> Exercise goal: Should a line below contain the word "compatibility", report it.

> Extracted entries:

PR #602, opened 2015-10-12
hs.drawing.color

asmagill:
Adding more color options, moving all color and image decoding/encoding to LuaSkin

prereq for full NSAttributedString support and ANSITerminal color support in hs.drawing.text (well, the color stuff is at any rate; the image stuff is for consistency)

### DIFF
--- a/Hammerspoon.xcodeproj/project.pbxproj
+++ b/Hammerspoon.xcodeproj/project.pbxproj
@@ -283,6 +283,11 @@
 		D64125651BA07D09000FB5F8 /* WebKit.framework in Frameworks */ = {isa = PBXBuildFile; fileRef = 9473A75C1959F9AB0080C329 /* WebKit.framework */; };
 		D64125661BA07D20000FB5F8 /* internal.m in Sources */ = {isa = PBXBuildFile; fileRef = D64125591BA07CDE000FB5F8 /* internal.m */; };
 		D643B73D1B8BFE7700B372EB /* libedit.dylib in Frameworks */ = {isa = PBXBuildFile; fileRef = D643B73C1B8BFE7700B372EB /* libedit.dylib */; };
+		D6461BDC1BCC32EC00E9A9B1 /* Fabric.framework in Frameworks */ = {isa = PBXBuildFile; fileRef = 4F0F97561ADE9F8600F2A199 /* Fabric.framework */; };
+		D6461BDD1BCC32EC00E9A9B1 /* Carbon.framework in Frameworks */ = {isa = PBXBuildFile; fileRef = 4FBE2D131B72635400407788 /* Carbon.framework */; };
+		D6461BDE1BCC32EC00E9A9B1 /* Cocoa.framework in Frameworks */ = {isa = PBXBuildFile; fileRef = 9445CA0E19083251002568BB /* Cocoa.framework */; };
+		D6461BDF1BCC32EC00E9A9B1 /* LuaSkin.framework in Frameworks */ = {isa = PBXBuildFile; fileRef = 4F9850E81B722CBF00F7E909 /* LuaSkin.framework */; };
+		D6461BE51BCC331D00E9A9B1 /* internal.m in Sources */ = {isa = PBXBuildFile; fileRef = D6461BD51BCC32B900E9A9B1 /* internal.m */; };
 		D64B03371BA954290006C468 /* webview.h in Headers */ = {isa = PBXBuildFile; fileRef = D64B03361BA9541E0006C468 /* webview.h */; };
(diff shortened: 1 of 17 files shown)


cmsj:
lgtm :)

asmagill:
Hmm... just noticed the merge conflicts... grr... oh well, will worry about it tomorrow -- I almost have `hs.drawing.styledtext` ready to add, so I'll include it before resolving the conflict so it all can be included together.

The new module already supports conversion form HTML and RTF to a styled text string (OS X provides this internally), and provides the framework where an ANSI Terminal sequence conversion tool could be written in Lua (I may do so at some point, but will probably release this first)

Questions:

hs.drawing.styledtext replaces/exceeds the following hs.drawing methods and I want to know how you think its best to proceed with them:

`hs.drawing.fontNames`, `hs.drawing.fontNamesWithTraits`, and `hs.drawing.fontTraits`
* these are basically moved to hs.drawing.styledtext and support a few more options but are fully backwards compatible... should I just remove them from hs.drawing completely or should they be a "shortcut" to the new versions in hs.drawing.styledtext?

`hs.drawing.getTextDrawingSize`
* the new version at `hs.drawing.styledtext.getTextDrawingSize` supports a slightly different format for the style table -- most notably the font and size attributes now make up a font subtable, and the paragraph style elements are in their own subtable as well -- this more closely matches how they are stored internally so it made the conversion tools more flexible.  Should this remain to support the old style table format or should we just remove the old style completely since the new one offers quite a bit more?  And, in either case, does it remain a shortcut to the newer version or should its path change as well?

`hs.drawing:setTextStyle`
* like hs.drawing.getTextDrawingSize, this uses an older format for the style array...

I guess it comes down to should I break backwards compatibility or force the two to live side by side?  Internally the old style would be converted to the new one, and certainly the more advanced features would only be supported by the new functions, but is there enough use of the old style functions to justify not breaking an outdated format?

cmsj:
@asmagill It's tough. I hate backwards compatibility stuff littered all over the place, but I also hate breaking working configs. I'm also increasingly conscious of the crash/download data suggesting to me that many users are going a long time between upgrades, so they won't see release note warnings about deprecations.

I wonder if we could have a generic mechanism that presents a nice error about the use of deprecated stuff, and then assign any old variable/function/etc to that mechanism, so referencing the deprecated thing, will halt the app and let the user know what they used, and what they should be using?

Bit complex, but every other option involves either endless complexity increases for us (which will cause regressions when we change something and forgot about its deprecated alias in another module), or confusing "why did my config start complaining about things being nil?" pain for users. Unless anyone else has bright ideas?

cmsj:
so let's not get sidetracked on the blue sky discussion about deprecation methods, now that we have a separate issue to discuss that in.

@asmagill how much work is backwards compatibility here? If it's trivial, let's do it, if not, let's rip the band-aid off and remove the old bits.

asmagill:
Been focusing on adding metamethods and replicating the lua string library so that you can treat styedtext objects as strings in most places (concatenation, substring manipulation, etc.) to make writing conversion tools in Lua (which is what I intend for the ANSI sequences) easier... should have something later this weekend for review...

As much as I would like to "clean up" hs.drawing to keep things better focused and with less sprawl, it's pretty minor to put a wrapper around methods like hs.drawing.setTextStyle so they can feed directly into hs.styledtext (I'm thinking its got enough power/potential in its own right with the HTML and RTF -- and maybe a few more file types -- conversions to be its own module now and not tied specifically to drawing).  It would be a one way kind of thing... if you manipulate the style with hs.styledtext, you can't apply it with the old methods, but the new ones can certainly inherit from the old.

* * *

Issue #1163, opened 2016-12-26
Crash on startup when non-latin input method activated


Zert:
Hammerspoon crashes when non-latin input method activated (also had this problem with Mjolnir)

> Written reply:
I guess it comes down to should I break backwards compatibility or force the two to live side by side?  Internally the old style would be converted to the new one, and certainly the more advanced features would only be supported by the new functions, but is there enough use of the old style functions to justify not breaking an outdated format?
@asmagill It's tough. I hate backwards compatibility stuff littered all over the place, but I also hate breaking working configs. I'm also increasingly conscious of the crash/download data suggesting to me that many users are going a long time between upgrades, so they won't see release note warnings about deprecations.
@asmagill how much work is backwards compatibility here? If it's trivial, let's do it, if not, let's rip the band-aid off and remove the old bits.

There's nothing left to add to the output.